Relation between Riccati Algebraic Equation and optimization problem Reading this page: http://www.mathworks.com/help/robust/ug/minimizing-linear-objectives-under-lmi-constraints.html I got stuck in the result that says it can be show that minimizing Trace of X (a matrix variable) over the constraint A'X + XA + XBB'X + Q < 0 is equivalent to solve the algebraic Ricatti equation A'X + XA + XBB'X + Q = 0
How can I approach the argument to prove this?
 A: Suppose that $(A,B)$ is stabilizable and $Q$ is Hermitian. Define the operator $\mathcal{R}(X)$ as 
$$ \mathcal{R}(X) = A^TX + XA - XBB^TX+ Q. $$
If there exists a Hermitian solution $X$ of the inequality $\mathcal{R}(X) \ge 0$, then there exists a Hermitian solution $X_+$ of the continuous-time algebraic Riccati equation $\mathcal{R}(X) = 0$, such that $X_+ \ge X$ for all $X$ such that $\mathcal{R}(X) \ge 0$.
Furthermore, $X_+$ is the stabilizing solution of algebraic Riccati equation. Thus, one can retrieve this solution by optimizing the trace functional on the set $\mathcal{R}(X) \ge 0$.

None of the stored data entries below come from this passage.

PR #1016, opened 2021-07-26
write DATAGRAM frame data directly into the output packet

ghedo:
Similarly to how STREAM and CRYPTO frames are written to the output
packet buffer, write the DATAGRAM frame header and data into the output
packet buffer directly.

This doesn't really make much of a difference in terms of performance,
but it enables a later change to use the crypto scatter seal API to
avoid unnecessary copies of data.

### DIFF
--- a/src/frame.rs
+++ b/src/frame.rs
@@ -155,6 +155,10 @@ pub enum Frame {
     Datagram {
         data: Vec<u8>,
     },
+
+    DatagramHeader {
+        length: usize,
+    },
 }
 
 impl Frame {
@@ -517,16 +521,12 @@ impl Frame {
             },
 
             Frame::Datagram { data } => {
-                let mut ty: u8 = 0x30;
+                encode_dgram_header(data.len() as u64, b)?;
 
-                // Always encode length
-                ty |= 0x01;
-
-                b.put_varint(u64::from(ty))?;
-
-                b.put_varint(data.len() as u64)?;
                 b.put_bytes(data.as_ref())?;
             },
+
+            Frame::DatagramHeader { .. } => (),
         }
 
         Ok(before - b.cap())
@@ -723,8 +723,14 @@ impl Frame {
 
             Frame::Datagram { data } => {
                 1 + // frame type
-                octets::varint_len(data.len() as u64) + // length
+                2 + // length, always encode as 2-byte varint
                 data.len() // data
+            },
+
+            Frame::DatagramHeader { length } => {
+                1 + // frame type
+                2 + // length, always encode as 2-byte varint
+                *length // data
             },
         }
     }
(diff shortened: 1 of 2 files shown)


src/frame.rs
```diff
@@ -1130,6 +1137,20 @@ pub fn encode_stream_header(
     Ok(())
 }
 
+pub fn encode_dgram_header(length: u64, b: &mut octets::OctetsMut) -> Result<()> {
+    let mut ty: u8 = 0x30;
+
+    // Always encode length
+    ty |= 0x01;
+
+    b.put_varint(u64::from(ty))?;
```
LPardue, line 1146: The hope with the old code was that we might go back one day and find a smart way to decide if we will include the datagram length or not.

The changes in this PR seem to be taking the decision to include length further, which is OK. I wonder if we should just use 0x31 type directly.

ghedo: This is similar to how `STREAM` frames are encoded as well. The original idea was to set the flags separately for clarity, so e.g. we can have a comment to describe what's going on.

LPardue: oh yeah, in that case its fine

src/lib.rs
```diff
@@ -2943,11 +2943,39 @@ impl Connection {
...
+                    let hdr_off = b.off();
+                    let hdr_len = 1 + // frame type
+                        2; // length, always encode as 2-byte varint
+
+                    if (hdr_len + len) <= left {
                         // Front of the queue fits this packet, send it
                         match self.dgram_send_queue.pop() {
                             Some(data) => {
-                                let frame = frame::Frame::Datagram { data };
+                                let (mut dgram_hdr, mut dgram_payload) =
```
LPardue, line 2954: I found this hard to understand first of all. The comments in the STREAM frame writing also apply here, which helped my understanding. It might be overkill to copy all of the commentary but spelling out that you start by writing the payload and then jump back to write the header would really help

src/lib.rs
```diff
@@ -2943,11 +2943,39 @@ impl Connection {
         {
             if let Some(max_dgram_payload) = self.dgram_max_writable_len() {
                 while let Some(len) = self.dgram_send_queue.peek_front_len() {
-                    if (len + frame::MAX_DGRAM_OVERHEAD) <= left {
```
LPardue, line 2946: you remove use of frame::MAX_DGRAM_OVERHEAD here but it is still used at L2940, is that intentional?

src/lib.rs
ghedo: I copied some of the comments, might as well copy all of them :D

src/lib.rs
ghedo: Yeah, we need _some_ value there, and we don't know what the front DATAGRAM's size is. We can probably rework this code a bit more to remove the constant from there too, but it seems better to leave that for a future change to avoid making this too big.

src/lib.rs
LPardue: thanks!

src/lib.rs
LPardue: WFM

LPardue (approved):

For a proof, see Theorem 2.1 of the paper Existence and comparison theorems for algebraic Riccati equations for continuous- and discrete-time systems or Theorem 9.1.1 of the book Algebraic Riccati Equations by Peter Lancaster and Leiba Rodman, which preview is available in google books.
In the case where 
$$ \mathcal{R}(X) = A^TX + XA + XBB^TX+ Q, $$
which is the one in the MATLAB documentation link, change $A$ to $-A$, $Q$ to $-Q$ and adapt the argument mutatis mutandis.